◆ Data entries
◆ ◆ ◆ ◆ ◆

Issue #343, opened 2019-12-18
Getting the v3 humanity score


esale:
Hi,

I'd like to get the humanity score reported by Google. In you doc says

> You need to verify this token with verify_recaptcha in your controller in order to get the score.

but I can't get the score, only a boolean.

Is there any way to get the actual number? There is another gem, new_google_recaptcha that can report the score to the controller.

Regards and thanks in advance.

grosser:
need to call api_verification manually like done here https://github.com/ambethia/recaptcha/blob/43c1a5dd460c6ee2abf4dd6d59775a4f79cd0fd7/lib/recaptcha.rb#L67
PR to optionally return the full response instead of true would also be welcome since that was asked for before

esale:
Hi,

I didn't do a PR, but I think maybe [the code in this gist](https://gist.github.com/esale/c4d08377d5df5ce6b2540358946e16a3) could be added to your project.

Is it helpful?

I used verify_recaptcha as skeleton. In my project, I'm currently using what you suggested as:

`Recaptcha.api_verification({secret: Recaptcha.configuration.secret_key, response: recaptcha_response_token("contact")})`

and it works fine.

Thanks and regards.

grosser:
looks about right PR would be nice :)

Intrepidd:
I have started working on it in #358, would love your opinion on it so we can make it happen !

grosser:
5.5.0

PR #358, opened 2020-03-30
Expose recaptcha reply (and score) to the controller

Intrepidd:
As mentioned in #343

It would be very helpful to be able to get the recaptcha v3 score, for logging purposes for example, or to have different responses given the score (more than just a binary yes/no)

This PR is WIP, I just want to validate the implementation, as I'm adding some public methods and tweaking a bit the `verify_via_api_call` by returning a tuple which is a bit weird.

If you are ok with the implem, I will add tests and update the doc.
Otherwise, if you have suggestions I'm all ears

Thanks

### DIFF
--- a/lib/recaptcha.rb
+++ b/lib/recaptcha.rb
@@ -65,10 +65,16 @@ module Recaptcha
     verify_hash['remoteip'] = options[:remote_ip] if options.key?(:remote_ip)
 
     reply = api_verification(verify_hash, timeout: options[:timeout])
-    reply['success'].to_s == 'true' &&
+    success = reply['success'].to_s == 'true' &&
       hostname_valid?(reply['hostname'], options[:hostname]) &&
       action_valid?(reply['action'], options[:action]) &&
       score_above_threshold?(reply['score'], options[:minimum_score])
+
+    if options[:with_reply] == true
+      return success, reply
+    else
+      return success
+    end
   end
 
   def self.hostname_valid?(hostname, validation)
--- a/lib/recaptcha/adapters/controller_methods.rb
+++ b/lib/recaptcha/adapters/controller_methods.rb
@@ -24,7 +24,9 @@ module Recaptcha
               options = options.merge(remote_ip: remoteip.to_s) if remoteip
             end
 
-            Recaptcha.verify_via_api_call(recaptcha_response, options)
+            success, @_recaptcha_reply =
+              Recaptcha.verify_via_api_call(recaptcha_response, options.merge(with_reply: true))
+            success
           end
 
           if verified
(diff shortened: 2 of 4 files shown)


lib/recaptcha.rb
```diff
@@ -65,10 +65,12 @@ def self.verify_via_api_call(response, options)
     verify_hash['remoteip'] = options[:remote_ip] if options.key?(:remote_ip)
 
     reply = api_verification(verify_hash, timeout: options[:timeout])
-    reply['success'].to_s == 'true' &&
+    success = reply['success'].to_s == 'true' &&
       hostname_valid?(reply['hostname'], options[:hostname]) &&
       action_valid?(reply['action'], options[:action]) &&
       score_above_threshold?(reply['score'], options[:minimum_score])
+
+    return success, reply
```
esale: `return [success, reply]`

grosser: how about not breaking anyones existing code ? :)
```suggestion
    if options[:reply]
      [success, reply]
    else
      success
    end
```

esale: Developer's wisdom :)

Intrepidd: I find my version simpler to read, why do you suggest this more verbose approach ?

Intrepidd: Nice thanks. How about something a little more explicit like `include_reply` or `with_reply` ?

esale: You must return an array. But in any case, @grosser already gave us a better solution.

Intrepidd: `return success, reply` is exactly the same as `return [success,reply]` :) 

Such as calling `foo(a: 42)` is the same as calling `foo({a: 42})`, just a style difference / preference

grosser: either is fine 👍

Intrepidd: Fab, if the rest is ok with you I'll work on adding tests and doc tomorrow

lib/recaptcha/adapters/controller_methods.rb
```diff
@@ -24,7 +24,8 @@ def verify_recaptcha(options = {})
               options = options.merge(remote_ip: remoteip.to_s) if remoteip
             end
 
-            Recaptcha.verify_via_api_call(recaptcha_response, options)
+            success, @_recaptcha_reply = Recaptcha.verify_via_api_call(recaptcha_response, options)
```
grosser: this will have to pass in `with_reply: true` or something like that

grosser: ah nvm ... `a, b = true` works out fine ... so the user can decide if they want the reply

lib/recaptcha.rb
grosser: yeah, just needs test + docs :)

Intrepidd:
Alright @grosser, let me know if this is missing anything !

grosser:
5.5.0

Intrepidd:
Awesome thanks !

◆ ◆ ◆ ◆ ◆

◆ TASK BRIEF
Repeat each entry above exactly as it appears.

◆ SOLUTION TO THIS TASK
Issue #343, opened 2019-12-18
Getting the v3 humanity score


esale:
Hi,

I'd like to get the humanity score reported by Google. In you doc says

> You need to verify this token with verify_recaptcha in your controller in order to get the score.

but I can't get the score, only a boolean.

Is there any way to get the actual number? There is another gem, new_google_recaptcha that can report the score to the controller.

Regards and thanks in advance.

grosser:
need to call api_verification manually like done here https://github.com/ambethia/recaptcha/blob/43c1a5dd460c6ee2abf4dd6d59775a4f79cd0fd7/lib/recaptcha.rb#L67
PR to optionally return the full response instead of true would also be welcome since that was asked for before

esale:
Hi,

I didn't do a PR, but I think maybe [the code in this gist](https://gist.github.com/esale/c4d08377d5df5ce6b2540358946e16a3) could be added to your project.

Is it helpful?

I used verify_recaptcha as skeleton. In my project, I'm currently using what you suggested as:

`Recaptcha.api_verification({secret: Recaptcha.configuration.secret_key, response: recaptcha_response_token("contact")})`

and it works fine.

Thanks and regards.

grosser:
looks about right PR would be nice :)

Intrepidd:
I have started working on it in #358, would love your opinion on it so we can make it happen !

grosser:
5.5.0

PR #358, opened 2020-03-30
Expose recaptcha reply (and score) to the controller

Intrepidd:
As mentioned in #343

It would be very helpful to be able to get the recaptcha v3 score, for logging purposes for example, or to have different responses given the score (more than just a binary yes/no)

This PR is WIP, I just want to validate the implementation, as I'm adding some public methods and tweaking a bit the `verify_via_api_call` by returning a tuple which is a bit weird.

If you are ok with the implem, I will add tests and update the doc.
Otherwise, if you have suggestions I'm all ears

Thanks

### DIFF
--- a/lib/recaptcha.rb
+++ b/lib/recaptcha.rb
@@ -65,10 +65,16 @@ module Recaptcha
     verify_hash['remoteip'] = options[:remote_ip] if options.key?(:remote_ip)
 
     reply = api_verification(verify_hash, timeout: options[:timeout])
-    reply['success'].to_s == 'true' &&
+    success = reply['success'].to_s == 'true' &&
       hostname_valid?(reply['hostname'], options[:hostname]) &&
       action_valid?(reply['action'], options[:action]) &&
       score_above_threshold?(reply['score'], options[:minimum_score])
+
+    if options[:with_reply] == true
+      return success, reply
+    else
+      return success
+    end
   end
 
   def self.hostname_valid?(hostname, validation)
--- a/lib/recaptcha/adapters/controller_methods.rb
+++ b/lib/recaptcha/adapters/controller_methods.rb
@@ -24,7 +24,9 @@ module Recaptcha
               options = options.merge(remote_ip: remoteip.to_s) if remoteip
             end
 
-            Recaptcha.verify_via_api_call(recaptcha_response, options)
+            success, @_recaptcha_reply =
+              Recaptcha.verify_via_api_call(recaptcha_response, options.merge(with_reply: true))
+            success
           end
 
           if verified
(diff shortened: 2 of 4 files shown)


lib/recaptcha.rb
```diff
@@ -65,10 +65,12 @@ def self.verify_via_api_call(response, options)
     verify_hash['remoteip'] = options[:remote_ip] if options.key?(:remote_ip)
 
     reply = api_verification(verify_hash, timeout: options[:timeout])
-    reply['success'].to_s == 'true' &&
+    success = reply['success'].to_s == 'true' &&
       hostname_valid?(reply['hostname'], options[:hostname]) &&
       action_valid?(reply['action'], options[:action]) &&
       score_above_threshold?(reply['score'], options[:minimum_score])
+
+    return success, reply
```
esale: `return [success, reply]`

grosser: how about not breaking anyones existing code ? :)
```suggestion
    if options[:reply]
      [success, reply]
    else
      success
    end
```

esale: Developer's wisdom :)

Intrepidd: I find my version simpler to read, why do you suggest this more verbose approach ?

Intrepidd: Nice thanks. How about something a little more explicit like `include_reply` or `with_reply` ?

esale: You must return an array. But in any case, @grosser already gave us a better solution.

Intrepidd: `return success, reply` is exactly the same as `return [success,reply]` :) 

Such as calling `foo(a: 42)` is the same as calling `foo({a: 42})`, just a style difference / preference

grosser: either is fine 👍

Intrepidd: Fab, if the rest is ok with you I'll work on adding tests and doc tomorrow

lib/recaptcha/adapters/controller_methods.rb
```diff
@@ -24,7 +24,8 @@ def verify_recaptcha(options = {})
               options = options.merge(remote_ip: remoteip.to_s) if remoteip
             end
 
-            Recaptcha.verify_via_api_call(recaptcha_response, options)
+            success, @_recaptcha_reply = Recaptcha.verify_via_api_call(recaptcha_response, options)
```
grosser: this will have to pass in `with_reply: true` or something like that

grosser: ah nvm ... `a, b = true` works out fine ... so the user can decide if they want the reply

lib/recaptcha.rb
grosser: yeah, just needs test + docs :)

Intrepidd:
Alright @grosser, let me know if this is missing anything !

grosser:
5.5.0

Intrepidd:
Awesome thanks !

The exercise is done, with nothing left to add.